Бедненький, как тебя женщины замучат!
– Перестань, – сказал я.
– А впрочем, – она меня не слышала, – почему только женщины?
Наверное, и мужчины тоже. Потрясающее удобство, если так! Один только раз принять грех на душу и можно снимать с себя всякую ответственность. Остальное доделают без тебя.
– Прекрати, – сказал я.
Я еще не знал, как обстоит дело в действительности, но чувствовал, что совсем не так. Не мог быть Апельсин таким же сексуально сдвинутым, как Светка. Все должно было быть гораздо проще.
– К чему гадать? – сказал я. – Мы не врачи и не биологи. Ответы придут в свое время. А сейчас я просто прошу тебя. Ты можешь выполнить мою просьбу?
– Ну, разумеется, Господи, за кого ты меня держишь? Надо – значит надо. Обещаю надеть пояс верности, – дурашливо добавила она. – Только не тяни со звонком, когда можно будет снять. Хорошо?
А то ведь я и помереть могу, два тулупа в каскаде!
– Знаешь, Светик, признаюсь честно, в больших дозах я с трудом тебя выдерживаю. Извини.
Я вошел в комнату и лег рядом с Ленкой. А может быть, рядом с Аленой. Я не мог различить их. И мне хотелось плакать.
Утром пили «Байкал», пили пиво, пили холодную воду, пили шампанское. Есть не хотелось.
– Очень может быть, – сказал Альтер, – что нам теперь есть совсем не надо – достаточно солнечной энергии в виде лучей.

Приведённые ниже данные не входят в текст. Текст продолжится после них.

PR #1942, opened 2025-09-28
frontend: replace vitest with bun test

malinskibeniamin:
We are going to work on our test coverage, so it was a good opportunity to move from `vitest` to `bun:test`.

Bun test is extremely fast and scales well. We want to introduce a good integration test suite for our Console frontend without making CI feel sluggish.

**BEFORE (9s)**

```sh
 Test Files  13 passed (13)
      Tests  68 passed | 1 skipped (69)
   Start at  19:22:24
   Duration  9.52s (transform 3.81s, setup 1.04s, collect 61.15s, tests 2.01s, environment 5.90s, prepare 722ms)

 HTML  Report is generated
       You can run npx vite preview --outDir html to see the test results.
```
---

**AFTER (2s)**

```sh
$ bun run test
$ TZ=GMT bun test --concurrent src/**/*.test.{ts,tsx} src/components/**/*.test.{ts,tsx} src/components/pages/**/*.test.{ts,tsx} src/components/pages/topics/**/*.test.{ts,tsx}
bun test v1.2.23 (cf136713)

src/utils/utils.test.ts:
✓ substringWithEllipsis > returns the original string if its length is less than maxLength [0.53ms]
✓ substringWithEllipsis > returns the original string if its length is equal to maxLength [0.01ms]
✓ substringWithEllipsis > handles cases where maxLength is less than 3 [0.02ms]
✓ substringWithEllipsis > returns an empty string with ellipsis if maxLength is 0
✓ substringWithEllipsis > correctly handles an empty input string

src/utils/protobuf-reflection.test.ts:
✓ Protobuf Field Reflection > should detect field behaviors for KnowledgeBase [1.23ms]
✓ Protobuf Field Reflection > should detect field behaviors for KnowledgeBaseUpdate [0.39ms]
✓ Protobuf Field Reflection > should detect field behaviors for nested Postgres schema [0.07ms]
Field 'nonExistentField' not found in message schema 'KnowledgeBase'
Field 'nonExistentField' not found in message schema 'KnowledgeBase'
Field 'nonExistentField' not found in message schema 'KnowledgeBase'
Field 'nonExistentField' not found in message schema 'KnowledgeBase'
✓ Protobuf Field Reflection > should handle non-existent fields gracefully [1.32ms]

src/hooks/usePaginationParams.test.ts:
✓ usePaginationParams > returns default values when URL parameters are absent [4.15ms]
✓ usePaginationParams > parses pageSize and pageIndex from URL parameters [0.56ms]
✓ usePaginationParams > uses defaultPageSize when pageSize is not in URL [0.28ms]
✓ usePaginationParams > adjusts pageIndex if it exceeds calculated totalPages [0.37ms]

src/components/pages/secrets/delete-secret-modal.test.tsx:
✓ DeleteSecretModal > should let the user delete a secret after entering confirmation text [74.36ms]
✓ DeleteSecretModal > should show a warning if the secret is in use [77.85ms]

src/components/pages/secrets/create-secret-modal.test.tsx:
✓ CreateSecretModal > should let the user create a secret [112.53ms]

src/components/pages/secrets/update-secret-modal.test.tsx:
✓ UpdateSecretModal > should let the user update an existing secret with new value and labels [52.55ms]
✓ UpdateSecretModal > should show a warning if the secret is in use [46.15ms]

src/components/pages/knowledgebase/regex-matching.test.ts:
✓ Topic Regex Matching > should match confluence with conf.* [0.43ms]
✓ Topic Regex Matching > should match multiple topics starting with conf [0.04ms]
✓ Topic Regex Matching > should match topics containing conf with .*conf.* [0.02ms]
✓ Topic Regex Matching > should match exact topic names [0.02ms]
✓ Topic Regex Matching > should handle invalid regex by falling back to substring [0.03ms]
✓ Topic Regex Matching > should return empty array for empty pattern [0.01ms]
✓ Topic Regex Matching > should handle complex regex patterns [0.02ms]
✓ Topic Regex Matching > should handle the exact case mentioned: conf.* matching confluence [0.03ms]

src/components/pages/topics/TopicConfiguration.test.tsx:
{"NODE_ENV":"test","GIT_SHA":"abc123","GIT_REF":"dev-local","BUILD_TIMESTAMP":"32503680000","DEV_HINT":"true"}
✓ TopicConfiguration > renders groups in the correct order [18.30ms]

src/components/pages/topics/DeleteRecordsModal/DeleteRecordsModal.test.tsx:
✓ DeleteRecordsModal > renders all expected elements in step 1 [28.63ms]

src/components/pages/topics/Tab.Acl/AclList.test.tsx:
Pipeline Service state does not matter. Showing sidebar link.
Creating Table Instance...
✓ AclList > renders an empty table when no data is present [5.88ms]
Creating Table Instance...
✓ AclList > a table with one entry [2.92ms]
Creating Table Instance...
✓ AclList > informs user about missing permission to view ACLs [2.11ms]
Creating Table Instance...
✓ AclList > informs user about missing authorizer config in Kafka cluster [2.17ms]

 32 pass
 0 fail
 79 expect() calls
Ran 32 tests across 10 files. [2.35s]
```


frontend/playwright.config.ts
```diff
@@ -23,7 +23,7 @@ export default defineConfig({
   /* Retry on CI only */
   retries: process.env.CI ? 2 : 0,
   /* Opt out of parallel tests on CI. */
-  workers: process.env.CI ? 1 : undefined,
```
sago2k8, line 26: [blocker/question]: why  increasing the workers now ?

frontend/src/react-query/api/acl.tsx
```diff
@@ -511,10 +511,11 @@ export const useUpdateAclMutation = () => {
   return { applyUpdates };
 };
 
-export const useGetAclsByPrincipal = <T = AclDetail>(
+// biome-ignore lint/complexity/useArrowFunction: we need a function because of typescript complaining
+export const useGetAclsByPrincipal = function <T = AclDetail>(
   principal: string,
   transformFn?: (aclList: ListACLsResponse) => T,
-) => {
+ ) {
```
sago2k8: [minor]: I think  you can use a named function in here

frontend/src/utils/protobuf-reflection.test.ts
```diff
@@ -42,7 +43,7 @@ describe('Protobuf Field Reflection', () => {
   test('should detect field behaviors for KnowledgeBaseUpdate', () => {
     debugFieldBehaviors(KnowledgeBaseUpdateSchema);
 
-    const _metadata = getMessageFieldMetadata(KnowledgeBaseUpdateSchema);
+    getMessageFieldMetadata(KnowledgeBaseUpdateSchema);
```
sago2k8, line 46: [blocker]: is this function doing side-effects?, if so I would prefer to refactor that if not this is a void invocation.

.github/workflows/frontend-verify.yml
```diff
@@ -2,6 +2,8 @@
 name: "Frontend Lint & Compile check"
 on:
   push:
+    branches:
```
sago2k8, line 5: [blocker]: don't we want to trigger CI for every branch?

frontend/bun.lock
```diff
@@ -38,6 +38,7 @@
         "cmdk": "^1.1.1",
         "dexie": "^4.0.11",
         "dexie-react-hooks": "^1.1.7",
+        "dotenv": "^17.2.2",
```
sago2k8: I don't think this is necessary, I would rather find it confusing, no ?

Ref: https://bun.com/docs/runtime/env

frontend/playwright.enterprise.config.ts
sago2k8, line 1: why is there a different config ? can we add an issue to review this ?

sago2k8 (commented):
Left couple of comments.

frontend/playwright.enterprise.config.ts
malinskibeniamin: We have different test config for playwright enterprise edition - happy to refactor in a follow-up PR

frontend/bun.lock
malinskibeniamin: We need this because playwright requires it, after upgrading the playwright package it seems we need to explicitly add dotenv, otherwise the env vars cannot be populated.

.github/workflows/frontend-verify.yml
malinskibeniamin: We are trigger CI for every branch that has an open PR or any commit that gets merged into the master branch.

This change ensures that we are going to only run CI jobs once though, previously there were 2 CI job runs for no reason.

frontend/src/utils/protobuf-reflection.test.ts
malinskibeniamin: This is just a test

frontend/playwright.config.ts
malinskibeniamin: This makes the CI tests for Playwright faster, since the machine we use for GH Actions can easily accommodate at least 4 workers to run tests in parallel. All of our e2e tests are isolated, so we can run them in parallel.

frontend/bunfig.toml
```diff
@@ -2,3 +2,19 @@
...
 print = "yarn"
+
+[test]
+preload = ["./happydom.ts", "./testing-library.ts"]
+timeout = 15000
+coveragePathIgnorePatterns = [
+  "**/*.spec.ts",
+  "**/*.test.ts",
+  "src/utils/**",
+  "src/components/redpanda-ui/**",
```
malinskibeniamin, line 13: We are ignoring these components because we test them in the UI registry.

frontend/package.json
```diff
@@ -17,18 +17,15 @@
...
-    "linter": "biome ci src/*",
-    "lint:check": "biome ci src/*",
+    "lint:fix": "biome check src/* --write --unsafe",
+    "lint": "biome ci src/*",
     "format:check": "biome format src/*",
     "format": "biome format src/* --write",
     "load-git-hooks": "cd .. && git config core.hooksPath \"./.git-hooks\"",
-    "analyze": "RSDOCTOR=true npm run build"
+    "analyze": "RSDOCTOR=true npm run build",
+    "postinstall": "node scripts/fix-remark-emoji.js"
```
malinskibeniamin, line 30: We need the `remark-emoji` package to be installed with the correct version, hence the `postinstall` script.

frontend/package.json
```diff
@@ -17,18 +17,15 @@
     "e2e-test": "playwright test tests/console/ -c playwright.config.ts",
     "e2e-test-enterprise": "playwright test tests/console-enterprise/ -c playwright.enterprise.config.ts",
     "e2e-test:ui": "playwright test tests/console/ -c playwright.config.ts --ui",
-    "test": "TZ=GMT vitest run",
-    "test:coverage": "TZ=GMT vitest run --coverage",
-    "test:ui": "TZ=GMT vitest --ui",
-    "test:watch": "TZ=GMT vitest --watch --ui",
```
eblairmckee, line 23: nit: should probably document the bun flags for these somewhere or make aliases for them here, eg: `"test:watch": "bun test --watch"`

PR #1949, opened 2025-10-02
frontend: move back to vitest

malinskibeniamin:
Unfortunately the following errors were blocking us from fully committing to `bun test` runner:
- Filters do not work well (need to specify each path, it's not recursive)
- Tests related to Monaco editor (ESM packages do not play along nicely, and `bunfig.toml` offers limited customization options)
- Tests related to react routers.


frontend/vitest.config.mts
```diff
@@ -0,0 +1,64 @@
...
+      envCompatible({ prefix: ENV_PREFIX }),
+      tsconfigPaths({
+        ignoreConfigErrors: true,
+      }),
+      yaml(),
+    ],
+    resolve: {
+      preserveSymlinks: true,
+    },
+  };
```
malinskibeniamin, line 63: Specifically this setup is hard to achieve in `bunfig.toml`.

Ленка смотрела на Светку подчеркнуто равнодушно и ни о чем не спрашивала. Все три женщины дружно принялись наводить марафет. Я даже не помогал. Мне было тошно от полной апатии. И делами, как уже повелось, заправлял Альтер.
Он собрал нам с Ленкой (точнее не нам, а нашим возможным будущим копиям) кое-что в дорогу: рюкзаки, набитые уменьшенными до предела безопасными сибрами; удобную и теплую одежду и обувь (если придется удирать или если дело будет зимой); оружие – на всякий случай ( не нашлось ничего лучше легкого туристского топорика и устрашающего вида ржавого мачете, привезенного мною из колхоза, где оно служило для обрубания свекольной ботвы); и, наконец, текст нашего обращения. Подумав, Альтер добавил к этому фонарик, спички, моток прочной веревки, золотую монету – вот уж полная бессмыслица! – и фляжку коньяку. Никто не мог знать, когда и где нашим копиям суждено возникнуть из небытия, но возникнув, они сразу начнут действовать – так мы настроили себя. Может быть, у них даже не будет времени на размышления. Может быть, они наломают дров. У нас не было выбора. И мы т олько верили – о, как мы верили! – что этим копиям не придется возникнуть.